- _What needs to be done_
Keep every line in which "features" occurs and drop the rest of the data.

*** Begin section ***

PR #843, opened 2024-06-26
Feature Allow cancelling the RGA (Kids-1089)

Daniela510:

### DIFF
--- a/lib/features/children/details/cubit/child_details_cubit.dart
+++ b/lib/features/children/details/cubit/child_details_cubit.dart
@@ -124,6 +124,7 @@ class ChildDetailsCubit extends Cubit<ChildDetailsState> {
         //has to be awaited in order for the ui to update properly
         await fetchChildDetails();
       } else {
+        _emitData();
         emit(
           const ChildDetailsErrorState(
             errorMessage: 'Failed to fetch details',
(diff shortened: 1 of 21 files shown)


lib/features/children/details/cubit/child_details_cubit.dart
```diff
@@ -105,6 +105,49 @@ class ChildDetailsCubit extends Cubit<ChildDetailsState> {
...
+    try {
+      _emitLoading();
+      final isSuccess = await _editChildRepository.cancelAllowance(_profile.id);
+      if (isSuccess) {
+        _emitData();
+        emit(const ChildCancelAllowanceSuccessState());
+        //has to be awaited in order for the ui to update properly
+        await fetchChildDetails();
+      } else {
+        emit(
```
TammiLion, line 127: I think that if isSuccess is now false  you'll show the dialog but the screen will stay stuck in the loading state, i think you need the _emitData there as well.

lib/features/children/overview/pages/edit_allowance_page.dart
```diff
@@ -105,11 +115,43 @@ class _EditAllowancePageState extends State<EditAllowancePage> {
...
+                    mainAxisSize: MainAxisSize.min,
+                    children: [
+                      CustomGreenElevatedButton(
+                        title: context.l10n.confirm,
+                        onPressed: () {
+                          Navigator.of(context).pop(_allowance);
+                        },
+                      ),
+                      Visibility(
+                        visible: widget.initialAllowance != null &&
```
TammiLion, line 128: Nice!

TammiLion (approved):
Just one comment to check!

*** End section ***

- _Problem solution_
--- a/lib/features/children/details/cubit/child_details_cubit.dart
+++ b/lib/features/children/details/cubit/child_details_cubit.dart
lib/features/children/details/cubit/child_details_cubit.dart
lib/features/children/overview/pages/edit_allowance_page.dart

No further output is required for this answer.